こんにちは!
今回は、IBM i のAI戦略と、アプリケーション開発を劇的に変える生成AIツール「IBM Bob」についてお話しします。IBM i の現場が抱えるスキル不足や技術継承の課題を、AIがどのように解決へと導くのか、具体的な活用シーンを交えて解説していきます。
現在、IBM i 事業では大きく分けて3つの柱でAIに関する取り組みを進めています。
IBM Powerのソリューションとの組み合わせ、オープン化のためのパートナー企業様との連携、そして多様な製品を統合したプラットフォームとしての進化です。
特に注目したいのが、アプリケーション開発のサイクルにおいて生成AIを役立てていくというアプローチです。
今後は運用面までAIの力を借りて、システムの運用管理がより楽で効率的になるようなソリューションも展開していく予定です。
背景には、IBM i ユーザーの皆様が抱える深刻な課題があります。
最新のアンケート結果によると、懸念事項の1位に初めて「IBM i のスキル不足」が挙げられました。
次いで、サイバーセキュリティ、システムのモダナイゼーションと続きます。
>参考|2026 IBM i Marketplace Survey Results | Fortra
システムに長く従事されている技術者や開発者の方々の高年齢化は、どうしても避けられない現状です。新規採用をしたとしても、大学でRPGを学んでくる方はほぼいらっしゃらないため、入社後の育成が不可欠になります。
ベテラン技術者が退職してしまう前に、彼らが持つ貴重な経験や知見をしっかりと次世代へ伝えていかなければなりません。
技術継承がうまく進まないという焦りを感じている方も多いのではないでしょうか。
そこで、このスキル不足という課題に対して大きな助けとなるのが、今回ご紹介する「IBM Bob」なのです。
IBM Bobの最大の強みは、要件定義などの上流工程から実際の下流工程まで、アプリケーション開発のライフサイクル全体を通じて開発者と伴走できる点にあります。
単なるコード生成にとどまらず、フェーズに合わせて様々なサポートをしてくれる頼もしい相棒になります。
一般的な生成AIを利用して、手作業の何十倍ものスピードでドキュメントが完成する驚きを経験された方も多いと思います。
IBM Bobはそうした圧倒的な生産性の向上を、開発のあらゆる工程でもたらしてくれます。

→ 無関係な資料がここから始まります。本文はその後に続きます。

PR #1542, opened 2026-08-17
fix(web): stop storage setup step from clearing fields while editing

prokopetsv:
# Problem

On the connector setup step "Choose where to store your data", editing the table name could wipe the already-filled dataset (or database) field. Once the table field was empty, filling the dataset became impossible — every keystroke disappeared immediately. The step's `useEffect` re-parsed `target.fullyQualifiedName`, a value the component itself had just emitted upstream. While the table name was empty, that FQN was partial (`mydataset.`), the parse produced no dataset part, and the effect overwrote the dataset state with an empty string — the dataset field was the only one without a "user edited" guard.

# Solution

Treat local field state as the source of truth once the user touches any field. The seeding `useEffect` now returns early after the first manual edit, so it only runs for its real purpose: filling defaults on first open and parsing an existing target when editing a saved connector. The change handlers already push the complete target upstream on every keystroke, so nothing is lost by skipping the echo. This fixes all five storage types (BigQuery, Athena, Snowflake, Redshift, Databricks) in one place; the previous per-field guards became dead code and were removed. A test harness feeds the emitted target back into the component's prop, reproducing the real parent loop — two of the three new tests fail without the fix.

# Changes

- Added a `datasetEditedByUser` ref and an early return in the seeding effect of `TargetSetupStep` once any field has been manually edited
- Removed the now-redundant per-field `*EditedByUser` guards and the edited-flag conditions in `shouldUpdate`
- Added `TargetSetupStep.test.tsx` with an echo harness covering the dataset-wipe regression, dataset input while the table is empty, and Snowflake default seeding
- Added changeset `6811-connector-storage-step-field-reset.md`

### DIFF
--- a/.changeset/6811-connector-storage-step-field-reset.md
+++ b/.changeset/6811-connector-storage-step-field-reset.md
@@ -1,0 +1,9 @@
+---
+'owox': minor
+---
+
+# Editing the table name no longer clears the other storage fields
+
+On the connector setup step "Choose where to store your data", clearing the table name also wiped the dataset (or database) name. Typing a dataset name was impossible while the table field stayed empty — each keystroke disappeared.
+
+The step now stops re-reading its own emitted value once you edit any field. Defaults still fill in on first open, and an existing target still loads when you edit a saved connector. The fix applies to every storage type: Google BigQuery, AWS Athena, Snowflake, AWS Redshift, and Databricks.
--- a/apps/web/src/features/connectors/edit/components/ConnectorEditForm/steps/TargetSetupStep.test.tsx
+++ b/apps/web/src/features/connectors/edit/components/ConnectorEditForm/steps/TargetSetupStep.test.tsx
@@ -1,0 +1,62 @@
+import { TargetSetupStep } from './TargetSetupStep.tsx';
+import { fireEvent, render, screen } from '@testing-library/react';
+import { MemoryRouter } from 'react-router';
+import { useState } from 'react';
+import { DataStorageType } from '../../../../../data-storage';
+
+type Target = { fullyQualifiedName: string; isValid: boolean } | null;
+
+// Mirrors ConnectorEditForm: the target the step emits is fed straight back as a prop.
+// That echo is what used to wipe the fields, so the test harness must reproduce it.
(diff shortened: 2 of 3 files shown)


laskevych (approved):
Nice, surgical fix — the echo-loop diagnosis is spot on, and the test harness that feeds the emitted target back into the prop is exactly the right way to pin this regression. Verified locally: all 3 new tests pass on the branch, 2 of 3 fail against the previous component version, and lint + `tsc -b` are clean. No blocking remarks, approving. A few non-blocking notes:

🟡 **Important (non-blocking):** The wipe can still reproduce across step navigation. Repro: clear the table name (the emitted target becomes the partial FQN `tiktok_ads_owox.`), click **Back**, then **Next**. The step remounts, the `*EditedByUser` refs reset, and the seeding effect re-parses the echoed partial FQN — it splits into a single part, no parse branch matches, and since `target.fullyQualifiedName` is truthy the defaults branch is skipped, so every field ends up empty (dataset included; for Snowflake the schema too). I confirmed this with a small unmount/remount harness. This path pre-dates this PR, so not blocking — but since it's the same user-visible symptom, it may be worth a follow-up. One option: emit an empty `fullyQualifiedName` when a required part is missing (as the Redshift/Databricks branches of `updateTarget` already do), so a remount falls back to seeding defaults instead of rendering empty required fields.

💡 **Suggestion:** Now that the seeding effect bails on the first edit of *any* field, the per-field granularity of `datasetEditedByUser` / `catalogEditedByUser` / `schemaEditedByUser` / `tableEditedByUser` is unused — they are only ever read OR-ed together. A single `editedByUser` ref set in all four handlers would express the same invariant with less state to keep in sync. Fine to skip if you prefer the field symmetry.

💡 **Suggestion:** `TargetSetupStep.test.tsx` uses `describe` / `it` / `expect` without importing them from `vitest`. It runs (`globals: true`) and typechecks today, but every other test file in `apps/web` imports them explicitly, and the typecheck currently only succeeds via ambient types picked up from hoisted `@types` packages. Adding the explicit import keeps the suite consistent and removes that hidden dependency.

また、企業ユーザー向けに作られていることも重要なポイントです。
RPGやCOBOLといった企業向けの言語と非常に親和性が高く、CLやDDSなどIBM固有の世界にもしっかりと入り込めるように設計されています。
今後はIBM i 向けの拡張機能もさらに充実していく予定です。
そして、IBM Bobならではのユニークな特徴が「人との対話」を前提としている点です。

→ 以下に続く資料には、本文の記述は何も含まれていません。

PR #1545, opened 2026-08-18
fix(microsoft-ads): prevent out-of-memory crash when importing keywords

prokopetsv:
# Problem

Connector runs for the Microsoft Ads `campaigns` node failed on large accounts with `FATAL ERROR: Reached heap limit Allocation failed - JavaScript heap out of memory`, killing the runner process mid-import (observed on an account with 4,085 campaigns and 32k ad groups). The root cause was in the Keywords bulk-download path: after downloading a zip for a batch of 50 campaigns, the connector held the full CSV text, a full parsed row array (doubled again by `concat`), a full record-object array, and a filtered copy in memory at the same time — roughly 5× the file size in simultaneous allocations, which exceeded Node's default ~2 GB heap.

# Solution

Stream keyword records to storage in small chunks instead of materializing whole batches:

- `Helper.js` gains `processCsvRecordsFromUrl()` / `processCsvTextInChunks()`, which parse the downloaded CSV line by line and flush record objects to a callback every 2,000 records. The full row array and full object array are never built, so peak memory drops to the CSV text plus one chunk.
- `Source.js` threads an optional `onRecordsChunk` callback through `_downloadEntity` → `_downloadEntityBatch` → `_fetchEntityByCampaigns`, so each chunk flows through `filterByFields` straight into the storage `onBatchReady`. Per-batch record counts are still logged after each batch completes.
- The existing 100 MB batch-halving retry, the Campaigns/AssetGroups/AdGroups path, and the reporting path are intentionally untouched — they keep their current return-array contract. A streaming unzip was considered and rejected as unnecessary given Microsoft's own 100 MB per-file cap.

Partial chunks saved before a mid-download failure are safe: the BigQuery MERGE is idempotent on `uniqueKeys`, so a re-run converges.

# Changes

- Added `processCsvRecordsFromUrl()` and `processCsvTextInChunks()` to the Microsoft Ads helper for chunked CSV-to-record conversion with identical parsing semantics to the legacy `csvRowsToObjects` pipeline (header sanitization, quote handling, `Format Version` row skipping)
- Added an optional `onRecordsChunk` streaming callback to `_downloadEntity` and `_downloadEntityBatch`
- Replaced whole-batch buffering in `_fetchEntityByCampaigns` (both the normal and the halved-batch retry path) with chunked streaming to `onBatchReady`
- Added `test/Sources/MicrosoftAds/Source.test.js` covering legacy-parity parsing, chunk-boundary flushing, header-only files, streaming through `onBatchReady`, and the 100 MB batch-halving retry (5 tests; full suite 135/135 green)

### DIFF
--- a/.changeset/6853-microsoft-ads-keywords-oom.md
+++ b/.changeset/6853-microsoft-ads-keywords-oom.md
@@ -1,0 +1,7 @@
+---
+'owox': minor
+---
+
+# Memory-safe Keywords import for Microsoft Ads
+
+Previously, importing Keywords from a large Microsoft Ads account crashed the run with an out-of-memory error. The connector now streams records to storage in small chunks instead of loading the whole download at once. Imports of any account size now complete within normal memory limits.
--- a/packages/connectors/src/Sources/MicrosoftAds/Helper.js
+++ b/packages/connectors/src/Sources/MicrosoftAds/Helper.js
@@ -78,8 +78,9 @@ const MicrosoftAdsHelper = {
   /**
    * Download and unzip a CSV file, converting rows to objects in chunks that are
    * flushed to the callback as soon as they fill up. Unlike downloadCsvRows +
-   * csvRowsToObjects, this never holds the full row array or full object array in
-   * memory — only the CSV text of one file and one chunk at a time.
+   * csvRowsToObjects, this never builds the full cell-array or record-object
+   * arrays. Peak memory is one file's CSV text plus its split line strings
+   * (V8 slices sharing the parent string's memory) plus one chunk of records.
    * @param {string} url
    * @param {function(Array<Object>): Promise<void>} onRecordsChunk
    * @param {number} [chunkSize=2000]
@@ -99,10 +100,10 @@ const MicrosoftAdsHelper = {
    * the header (sanitized like csvRowsToObjects); 'Format Version' rows are skipped.
    * @param {string} csvText
    * @param {function(Array<Object>): Promise<void>} onRecordsChunk
-   * @param {number} chunkSize
+   * @param {number} [chunkSize=2000]
    * @returns {Promise<void>}
    */
-  async processCsvTextInChunks(csvText, onRecordsChunk, chunkSize) {
+  async processCsvTextInChunks(csvText, onRecordsChunk, chunkSize = 2000) {
     const lines = csvText.split('\n');
     let headerNames = null;
     let chunk = [];
--- a/packages/connectors/src/Sources/MicrosoftAds/Helper.js
+++ b/packages/connectors/src/Sources/MicrosoftAds/Helper.js
@@ -76,6 +76,65 @@ const MicrosoftAdsHelper = {
   },
 
   /**
+   * Download and unzip a CSV file, converting rows to objects in chunks that are
+   * flushed to the callback as soon as they fill up. Unlike downloadCsvRows +
+   * csvRowsToObjects, this never holds the full row array or full object array in
+   * memory — only the CSV text of one file and one chunk at a time.
+   * @param {string} url
+   * @param {function(Array<Object>): Promise<void>} onRecordsChunk
+   * @param {number} [chunkSize=2000]
+   * @returns {Promise<void>}
+   */
+  async processCsvRecordsFromUrl(url, onRecordsChunk, chunkSize = 2000) {
+    const response = await HttpUtils.fetch(url);
+    const blob = await response.getBlob();
+    const files = FileUtils.unzip(blob);
+    for (const file of files) {
+      await this.processCsvTextInChunks(file.getDataAsString(), onRecordsChunk, chunkSize);
+    }
+  },
+
+  /**
+   * Convert CSV text to record objects chunk by chunk. The first non-empty line is
+   * the header (sanitized like csvRowsToObjects); 'Format Version' rows are skipped.
+   * @param {string} csvText
+   * @param {function(Array<Object>): Promise<void>} onRecordsChunk
+   * @param {number} chunkSize
+   * @returns {Promise<void>}
+   */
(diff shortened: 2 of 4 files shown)


laskevych (approved):
Ran the new test file locally (5/5 green) and traced the streaming path end to end, including driving `_fetchEntityByCampaigns` with a stubbed `_downloadEntityBatch` to check the retry path empirically. No blocking issues — approving. Everything below is non-blocking.

🟢 **Praise:** Great root-cause writeup, and the optional-callback threading is a clean mechanism — the legacy return-array contract stays untouched for the paths that don't need streaming, and the legacy-parity test pins the parsing semantics.

🟡 **Important (non-blocking, pre-existing):** After a 100MB halving retry, the outer loop re-fetches part of the range the retry already covered. The retry loop processes the full failed range `[i, i + batchSize)` in halves, but `batchSize = newBatchSize` makes the outer `i += batchSize` advance by the *halved* size, so campaigns in `[i + newBatchSize, i + oldBatchSize)` are downloaded and streamed to storage a second time (with the default 50→25 halving that's 25 campaigns per halving event). I verified this with a stubbed `_downloadEntityBatch`: 20 campaigns with one halving event produced 21 fetches and 21 records delivered to `onBatchReady`. The MERGE on `uniqueKeys` makes the data converge, so the impact is duplicate downloads and inflated "Fetched N" logs rather than corruption — and the logic predates this PR — but since this function was rewritten here (and the new halving test can't see it because it collects IDs into a `Set`), it may be worth advancing `i` past the retried range while you're in it.

🔵 **Question (non-blocking):** `error.message.includes('100MB')` now guards a block in which `onBatchReady` (i.e. `storage.saveData`) also executes, because chunks stream from inside `_downloadEntityBatch`. If a storage-side error message ever contains "100MB" (a payload-size error, or `pollUntilStatus` appending the raw API response JSON to the message), the batch would be halved and re-downloaded, re-saving chunks that were already flushed. MERGE keeps it convergent, so this is mostly theoretical — did you consider distinguishing "download too large" errors from callback errors before entering the retry?

🔵 **Question (non-blocking):** Two intentional-looking parity divergences worth pinning down: (1) for a zip with multiple CSV entries, the legacy pipeline used only the first file's header and emitted each subsequent file's header row as a junk data record (`{Type:'Type', Id:'Id', …}`), while `processCsvRecordsFromUrl` correctly re-derives the header per file; (2) a header-only/empty file made the legacy `csvRowsToObjects` throw on `filteredRows[0].map`, while the new code completes with zero records. Both are improvements, but the parity test only covers the single-file case — worth a note and/or a multi-file test so the difference is documented as intentional?

🔵 **Question (non-blocking):** Has the originally affected large account been re-run end-to-end on this branch? The Campaigns/AssetGroups/AdGroups path still buffers all three entity types in `allRecords` plus a full `filterByFields` copy before its single `onBatchReady` call — for an account big enough to OOM on Keywords, that's the next candidate. I see the PR description scopes this out intentionally; just checking a follow-up is on the radar.

💡 **Suggestion (non-blocking):** Give `processCsvTextInChunks` its own `chunkSize = 2000` default. The parameter currently has no default, and `chunk.length >= undefined` is always false — a future caller using the natural two-argument shape would silently buffer the entire file into one giant chunk, reintroducing exactly the OOM this PR fixes, with all small-file tests still green.

💡 **Suggestion (non-blocking, tests):** Both `_fetchEntityByCampaigns` tests stub `_downloadEntityBatch`, so nothing exercises the actual streaming branch in `_downloadEntity` (the `if (onRecordsChunk)` early return) or the callback pass-through in `_downloadEntityBatch`. A small wiring test with mocked fetch/poll/unzip would catch a regression that silently falls back to the buffering path — which would restore the OOM without failing any test.

🧹 **Nitpick (non-blocking):** Two doc drifts: the `processCsvRecordsFromUrl` comment says only "the CSV text of one file and one chunk at a time" stay in memory, but `csvText.split('\n')` also materializes an array of all line strings for the duration of the loop (the genuine win — never building the full record-object array — is worth stating precisely so a future OOM hunt isn't misdirected); and `_downloadEntityBatch`'s `@returns` wasn't updated to mention it returns `[]` when `onRecordsChunk` is provided, unlike the sibling `_downloadEntity` doc.

prokopetsv:
**Fixed in code:**

1. **🟡 Double fetch after halving** (valid, reviewer-verified) — restructured `_fetchEntityByCampaigns` into a while-loop that advances `i` past the entire retried range (`i = retryRangeEnd`) instead of by the halved size. Regression-tested: the halving test now counts fetches per campaign with a Map (the old `Set` hid duplicates, as the reviewer noted) and asserts every campaign is fetched exactly once.
2. **🔵 Storage errors matching '100MB'** (valid edge) — `onBatchReady` failures are now tagged (`isStorageError`) inside the streaming callback, and the halving guard checks `!error.isStorageError` before matching `'100MB'`. New test proves a BigQuery error mentioning 100MB propagates as a failure instead of triggering a bogus re-download.
3. **💡 Missing `chunkSize` default** (valid — `chunk.length >= undefined` is always false, so a two-argument caller would have buffered the whole file) — `processCsvTextInChunks` now defaults to 2000 like its sibling.
4. **💡 Untested streaming branch** — added a wiring test that stubs `HttpUtils.fetch`/`FileUtils.unzip` and drives the real `_downloadEntity` → `pollUntilStatus` → `processCsvRecordsFromUrl` chain, asserting chunks stream and `[]` is returned. It uses a two-file zip, which also **documents the multi-file per-file-header divergence (🔵) as intentional**.
5. **🧹 Doc drifts** — the Helper comment now states peak memory precisely (CSV text + line-string slices + one chunk; the win is never building the full record arrays), and `_downloadEntityBatch`'s `@returns` mentions the empty-array-when-streaming contract.

amarchenk0 (approved):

一般的な生成AIは指示に対して一方的に答えを出力しますが、IBM Bobは処理の途中で「このファイルを読みたい」「こういう進め方で良いか?」と人に確認を求めてきます。
人を巻き込みながら安全かつ正確に作業を進められるのが大きな魅力でしょう。
さらに、開発の状況に応じて適切なLLM(大規模言語モデル)を自動的に選択し、最適な回答を引き出すための複数の「モード」を備えています。
これらのモードを駆使することで、幅広い開発業務に柔軟に対応することができます。
ここからは、実際の開発ライフサイクルの中でIBM Bobがどのように活躍するのかを見ていきましょう。現場の目線から見ても、以下の3つの利用シーンは非常に強力です。
仕様の作成と新規プログラムの生成
プランモードを活用し、要件を元にBobとやり取りをしながら仕様を固めていきます。
そして、最終的なソースコードの生成からテスト支援までを一貫して行います。
リファクタリング(現代化)
古い固定フォームのRPGをフリーフォームに変換したり、長大で複雑なソースコードの一部を切り出してサービスプログラム化したりすることができます。

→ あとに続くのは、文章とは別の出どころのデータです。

PR #1548, opened 2026-08-19
feat(idp): add Microsoft NAA extension identity flow

amarchenk0:
## Summary

- add a feature-gated, host-neutral Microsoft NAA extension exchange and revoke API
- verify Entra access tokens for the configured OWOX delegated API audience and scope
- delegate verified Microsoft identity provisioning and project-scoped token issuing to Integrated Backend and the existing ROI `/Users/identity/` flow
- reuse the existing `/auth/api/projects` endpoint after the initial project token is issued
- keep Google Sheets and browser authentication contracts unchanged

## Behavior

- without `project_id`, ROI selects an existing provisioned project or creates the initial free project, matching the Google Sheets extension flow
- with `project_id`, IB provisions/touches the user and then validates current membership and roles for that exact project
- project switching repeats the NAA assertion exchange with an explicit `project_id`
- refresh and revoke accept only tokens carrying `authFlow=extension`
- an Entra identity without `email` plus `xms_edov=true` returns the recoverable `unknown_identity` result for the future dialog fallback

## Security and scope

- validate RS256 signature, Microsoft tenant issuer consistency, `aud`, `scp`, `exp`, `nbf`, `iat`, `oid`, and `tid`
- never use `preferred_username` as verified email for NAA provisioning
- apply exact-origin CORS only when the feature is enabled
- do not add project-neutral tokens, identity-session families, local identity/account linking, assertion replay tables, or process-local rate limiting
- do not add an internal-feature changeset; it will be included with the main feature

## Deployment dependencies

This is the ODM part of Fibery [6833 — Add-in Identity OAuth Flow](https://owox.fibery.io/Sprint_Work/Work_Item/Add-in-Identity-OAuth-Flow-6833).

Keep the feature disabled until the matching IB `/auth-flow/extension/microsoft-identity` C2C endpoint and Entra audience/scope/origin configuration are deployed. No Analytics change is required because IB reuses the existing ROI identity provisioning endpoint.

## Validation

- `npm test -w @owox/idp-owox-better-auth -- --runInBand` — 45 passed suites, 291 passed tests, 1 skipped suite/test
- `npm run typecheck -w @owox/idp-owox-better-auth`
- `npm run lint -w @owox/idp-owox-better-auth`
- `npm run format:check -w @owox/idp-owox-better-auth`
- `git diff --check`
- IB targeted controller/service/legacy contract tests — 43 passed
- IB Prettier and Checkstyle — passed with 0 violations


romandubovyi (commented):
Multi-agent review of the Microsoft NAA extension identity flow (Antigravity CLI, Kimi CLI, Grok CLI and Claude Code analysed the branch independently; findings were merged, deduplicated and re-validated against the code at `402d5aef`).

Two blocking points, both in the security properties the description claims: the revoke path dispatches on an upstream error contract instead of the locally-known token type, and the assertion replay record expires before the assertion itself stops verifying. The two non-blocking points are an error-classification concern in the Entra verifier and a question about the shape of IB project refresh tokens.

The overall structure — assertion consumed before identity lookup, durable `(oid, tid)` identity, email linking gated on `xms_edov` — reads well.

packages/idp-owox-better-auth/src/services/auth/extension-auth-service.ts
```diff
@@ -0,0 +1,67 @@
...
+
+  async refreshProjectToken(refreshToken: string): Promise<AuthResult> {
+    return this.tokenFacade.refreshExtensionProjectToken(refreshToken);
+  }
+
+  async revoke(refreshToken: string): Promise<void> {
+    try {
+      await this.tokenFacade.revokeExtensionSession(refreshToken);
+    } catch (error) {
+      if (!(error instanceof AuthenticationException)) throw error;
```
romandubovyi: 🔴 **Blocking:** `revoke()` dispatches on an exception rather than on the token type: it calls the IB identity-session revoke first and falls back to `revokeExtensionProjectToken` only for `AuthenticationException`, which `IdentityOwoxClient.handleAxiosError` raises for HTTP 401 only. RFC 7009 recommends a revocation endpoint answer 200 for a token it does not recognise — if the IB session-revoke route does that, a project refresh token is never revoked while this endpoint still returns `204`. A 400 from IB (`IdentityApiException`) bypasses the fallback too. The token type is determinable locally: `OwoxTokenFacade.assertExtensionProjectToken` already parses `payload.authFlow`. Please dispatch on the parsed token type instead of relying on an undefined upstream error contract.

🤖 Generated with Antigravity CLI (Gemini 3.5 Flash) + Grok CLI (Grok 4.6) + Claude Code (Opus 5)

packages/idp-owox-better-auth/src/services/auth/microsoft-entra-access-token-verifier.ts
```diff
@@ -0,0 +1,106 @@
...
+      const replayKey = `sha256:${createHash('sha256').update(replayMaterial).digest('hex')}`;
+      const verifiedEmail = claims.xms_edov === true ? normalizeEmail(claims.email) : undefined;
+
+      return {
+        accountId: `${claims.oid}:${claims.tid}`,
+        oid: claims.oid,
+        tid: claims.tid,
+        ...(verifiedEmail ? { verifiedEmail } : {}),
+        replayKey,
+        expiresAt: new Date(claims.exp * 1000),
```
romandubovyi: 🔴 **Blocking:** The replay row is persisted with `expiresAt = claims.exp`, but `jwtVerify` above still accepts the same assertion until `exp + clockTolerance` (`5s` by default). `consumeExtensionAssertion` deletes rows with `expiresAt <= now` before inserting (`mysql-database-store.ts:299`, `sqlite-database-store.ts:299`), so in the `(exp, exp + clockTolerance]` window the row is already gone, the `INSERT` succeeds, and a previously consumed assertion mints a second session. Please persist `exp + clockTolerance` so the replay record outlives the acceptance window that verification actually grants.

外部のAPI連携がしやすいコンポーネントに作り変えることで、システムの保守性や拡張性が飛躍的に向上します。
IBM Bobは単に作って終わりではなく、本番環境へのデプロイやその後の保守管理までしっかりとサポートしてくれます。
散らばったロジックを整理し、修正しやすい環境を整えることで、日々のメンテナンス業務も格段に楽になるかと思います。
今回はIBM Bobを活用したIBM i のAI戦略とアプリケーション開発について書きました!
皆さんの現場でも、開発の生産性向上や属人化の解消に向けて、IBM Bobのような生成AIの活用を検討してみてはいかがでしょうか?